▶ Directions for this task
Only the lines from the one with "Miri does not" to the end of the records are wanted, each repeated exactly, both ends included.

*** Supplied material ***

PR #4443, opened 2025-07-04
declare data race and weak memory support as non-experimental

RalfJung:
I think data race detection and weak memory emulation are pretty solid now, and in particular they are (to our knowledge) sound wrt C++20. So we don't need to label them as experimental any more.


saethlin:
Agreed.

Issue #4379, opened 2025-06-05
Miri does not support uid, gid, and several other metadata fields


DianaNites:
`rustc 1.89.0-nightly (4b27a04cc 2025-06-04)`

*** End of Supplied material ***

▶ Answer box
Miri does not support uid, gid, and several other metadata fields


DianaNites:
`rustc 1.89.0-nightly (4b27a04cc 2025-06-04)`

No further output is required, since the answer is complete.